[Start of section]

PR #257, opened 2022-07-13
remove unnecessary space and add an example

harshavardhana:


cmd/kes/server.go
```diff
@@ -7,6 +7,7 @@ package main
 import (
 	"context"
 	"crypto/tls"
+	"crypto/x509"
```
harshavardhana, line 10: This is unrelated but had to be added due to some unforseen merge, the build was successful on both PRs however after merge the build failed.

aead (approved):

PR #264, opened 2022-08-03
init: define policy assignments in init file

aead:
This commit adds declarative policy assignments
for the stateful KES init config.

Now it is possible to pre-define identities and
there policies in the init config:
```
policy:
      minio:
        allow:
        - /v1/key/create/*
        - /v1/key/generate/*
        - /v1/key/decrypt/*
        - /v1/key/bulk/decrypt/*
        deny:
        - /v1/key/decrypt/internal-*
        - /v1/key/bulk/decrypt/internal-*
        identities:
        - c40bca7bfa2e4e92cd61f56580b9b7f2e5c356b6443ca6960df877ecce2e8016
```

During `kes init` the specified policy will be assigned to
all listed identities. This is a nice quality-of-life
improvement when deploying KES on e.g. K8S.

The `init` command will make sure that within the same enclave,
an identity can only be assigned to one policy and that the
identity is not equal to the sys admin or the enclave admin.

### DIFF
--- a/cmd/kes/init.go
+++ b/cmd/kes/init.go
@@ -12,6 +12,7 @@ import (
 	"time"
 
 	tui "github.com/charmbracelet/lipgloss"
+	"github.com/minio/kes"
 	"github.com/minio/kes/internal/auth"
 	"github.com/minio/kes/internal/cli"
 	"github.com/minio/kes/internal/http"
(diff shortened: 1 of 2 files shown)


harshavardhana:
@aead this is also a time to perhaps write a kes bible - there are conceptually quite a lot of things to grasp.

I feel users have a hard time navigating the Wiki instead we should have docs/ folder to capture end to end deployment to conceptual understanding of KES.. since now the scope of KES has increased.

Praveenrajmani (approved):

Alevsk (approved):

PR #265, opened 2022-08-25
sys: switch to abstract filesystem implementation

aead:
This commits separates the logical Vault and Enclave
implementation from the persistence layer.

Now, state changes are persisted by an abstract filesystem
implementation. There are now four different filesystem
abstractions:
 - `VaultFS`
 - `KeyFS`
 - `PolicyFS`
 - `IdentityFS`

Implementations of these four filesystem abstractions build
the stateful KES persistence layer. On top of this persistence
layer, there are logical `Enclave`s managed by one logical `Vault`.

The `Vault` is responsible for creating/accessing/deleting enclaves.
Each `Enclave` has a separate `KeyFS`, `PolicyFS` and `IdentityFS`
to access and persist state. Further, the enclave implements logical
concepts, like caching and concurrent access / locking.

***

Additionally, this commit implements a new sync/locking mechanism at
the HTTP handler layer. When a client request is processed, the server
acquires one or multiple locks (i.e. one for the `Vault` and one for the
`Enclave`).

For example, when a client creates a key within the enclave `default`,
the server has to hold a read lock on the `Vault` and a write lock on
the enclave.
Since we don't modify the set of enclaves itself (just data within an
enclave) it is sufficient to hold just a read lock on the `Vault`.
However, we do modify the state of one particular enclave, and
therefore, hold a write lock on that enclave.

***

The new filesystem abstraction also paves the path for a distributed
stateful server implementation. Now, a cluster of distributed servers
can be implemented using a distributed filesystem implementation of
the four abstractions from above.


internal/sys/vault.go
```diff
@@ -6,48 +6,153 @@ package sys
...
+
+	if v.sealed {
+		return nil, kes.ErrSealed
+	}
+	if admin.IsUnknown() {
+		// TODO: disallow
+	}
+	if admin == v.admin {
+		// TODO: disallow
+	}
```
Alevsk, line 110: are these ones gonna be implemented in the future?

Alevsk (changes requested):

internal/sys/vault.go
aead: There are already. Check the latest revision.

Alevsk (approved):

PR #272, opened 2022-09-16
add `/v1/key/describe` API

aead:
This commit adds a describe key
API: `/v1/key/describe` to the
stateful/stateless server.

In addition, this commit adds a client
API implementation and CLI command for
fetching a key description.

### DIFF
--- a/cmd/kes/key.go
+++ b/cmd/kes/key.go
@@ -7,6 +7,7 @@ package main
 import (
 	"context"
 	"encoding/base64"
+	"encoding/json"
 	"errors"
 	"fmt"
 	"os"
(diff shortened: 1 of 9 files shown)


cmd/kes/key.go
```diff
@@ -43,6 +45,7 @@ func keyCmd(args []string) {
 	subCmds := commands{
 		"create": createKeyCmd,
 		"import": importKeyCmd,
+		"info":   describeKeyCmd,
```
Alevsk, line 48: Tested, works fine:

```
kes key info my-key-1 -k
Name        my-key-1
ID          ab4b710b5fd5eb88d23749dcbb8ed295
Created At  2022-10-04 21:24:22
Created By  cab1d7958797546d5699f577225771d6011ec12b6c6f9a449ec4b2f744d9aa08
```

Just a minor suggestion, this functionality is referred as `describe` in the code and also in the permissions, however the command is `info`, that was a little bit confused for me at the beginning since i didnt know what was the permission i needed to add to my policy, once i read the source code it was obvious I needed to use `describe` instead of `info`

Alevsk (approved):

PR #280, opened 2022-11-03
keserv: fix nil assignment and add tests

aead:
This commit fixes two nil assignment bugs
when en/decoding server config structs.
In both cases, an entry used to be assigned
to a potentially nil map causing a panic.

Further, this commit adds some basic tests
for reading / writing server configuration.


klauspost (dismissed):
LGTM

krisis (approved):

PR #282, opened 2022-11-03
use human readable memory limits

aead:
Instead of computing memory limits by
hand as `1024 * 1024` or `1<<20` use
human readable constant definitions.


vadmeste (approved):
LGTM

harshavardhana (approved):

PR #284, opened 2022-11-07
vault: use default approle engine

aead:
This commit fixes an bug when connecting
to Hashicorp Vault with AppRole credentials.

Before, ommiting the approle engine in the
config file no default engine path has used.
Now, if the approle engine in the config file
is empty, we default to `approle`.

RELEASE_TAGS BUG_FIX


krisis (approved):

klauspost (approved):
LGTM

PR #287, opened 2022-11-08
implement stateful client-side load balancing

aead:
This commit implements stateful client-side
load balancing. A `Client` and `Enclave` now
contain an internal `loadBalancer` which sends
requests to a list of endpoints.

The load balancer marks an endpoint as offline
when an endpoint fails to respond, e.g. due to
a network error or 5xx response code. Offline
endpoints no longer receive requests.

After some time period (currently 5m), the load
balancer marks offline endpoints as online to
check if it has become available. If the endpoint
still fails to respond it gets marked offline again for another 5m.

This process ensures that offline failing endpoints don't receive traffic while at the same time endpoints can become available again.

### DIFF
--- a/retry.go
+++ b/retry.go
@@ -14,6 +14,7 @@ import (
 	"net/http"
 	"net/url"
 	"strings"
+	"sync"
 	"time"
 )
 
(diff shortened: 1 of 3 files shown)


retry.go
```diff
@@ -75,18 +80,58 @@ type retry http.Client
...
+
+		lb.lock.Lock()
+		t, ok := lb.endpoints[nextEndpoint]
+		if ok && !t.IsZero() && t.Before(time.Now().Add(5*time.Minute)) {
+			lb.lock.Unlock()
+			continue
+		}
+		if !ok || !t.IsZero() {
+			lb.endpoints[nextEndpoint] = time.Time{}
+		}
```
klauspost, line 132: Could we change this slightly?

We set it to current time, but defer a call that will clear it if the call goes fine?

This means that only one attempt will be made on a previously bad node. If this call goes fine we resume using it for all calls.

This is just to reduce the number of calls made until we have confirmed it is fine.

klauspost (commented):
One tweak, otherwise LGTM.

retry.go
aead: Oh - I see now. A 2nd concurrent request could try the same node since it has been marked as online already. Yeah, that we can change 👍

klauspost: @vadmeste If the loop falls through with no attempts made, it will reset all connections. 

@aead - please correct me if I am wrong.

aead: > I think one goroutine doing healthcheck in background is probably fine and easier

@vadmeste I explicitly wanted to avoid a background job that needs to be monitored and/or cancelled.

retry.go
```diff
@@ -75,18 +80,58 @@ type retry http.Client
...
+retry:
 	for i := range endpoints {
 		nextEndpoint := endpoints[(i+R)%len(endpoints)]
+
+		lb.lock.Lock()
+		t, ok := lb.endpoints[nextEndpoint]
+		if ok && !t.IsZero() && t.Before(time.Now().Add(5*time.Minute)) {
+			lb.lock.Unlock()
+			continue
+		}
```
klauspost, line 129:
```suggestion
		if ok && !t.IsZero() {
			if t.Before(time.Now().Add(5 * time.Minute)) {
				lb.lock.Unlock()
				continue
			} else {
				// Reset time, so we do try this on other threads.
				// A success will reset the time and re-enabled the endpoint.
				lb.endpoints[nextEndpoint] = time.Now()
			}
		}
```

klauspost (commented):
I believe this is needed to complete the functionality

klauspost (approved):
👍🏼

PR #290, opened 2022-11-11
all: use human-readable size limits and mem.LimitReader

aead:
This commit uses human-readable size limits instead of untypted constants - i.e. `1 * mem.MiB` instead of `1 << 20`.

Further, replace `io.LimitReader` with `mem.LimitReader` to avoid type casting.


harshavardhana (approved):

harshavardhana:
PTAL at conflicts @aead

harshavardhana (approved):

klauspost (approved):
LGTM

PR #276, opened 2024-02-10
Fix token burns

rtso:
## Description 
Handle token burn when the mint happened in the same transaction 

## Testing
Tested locally on this transaction: https://explorer.aptoslabs.com/txn/445585423/events?network=mainnet

### DIFF
--- a/rust/processor/src/models/token_v2_models/v2_token_activities.rs
+++ b/rust/processor/src/models/token_v2_models/v2_token_activities.rs
@@ -8,7 +8,7 @@
 use super::{
     v2_token_datas::TokenDataV2,
     v2_token_ownerships::CurrentTokenOwnershipV2Query,
-    v2_token_utils::{TokenStandard, V2TokenEvent},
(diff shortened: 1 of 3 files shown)


rust/processor/src/models/token_v2_models/v2_token_activities.rs
```diff
@@ -238,6 +239,28 @@ impl TokenActivityV2 {
...
+                    return Ok(Some(Self {
+                        transaction_version: txn_version,
+                        event_index,
+                        event_account_address,
+                        token_data_id,
+                        property_version_v1: BigDecimal::zero(),
+                        type_: event_type,
+                        from_address: None,
+                        to_address: None,
+                        token_amount: BigDecimal::one(),
```
bowenyang007, line 254: shouldn't this be 0?

rtso: just following what we do for burns on line 292. we set the token_amount to 1

jillxuu (approved):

[End of section]

* **To do**
Of the lines in the listing, some hold the word "assigned". Report how many, and only that.

* **Output of the exercise**
3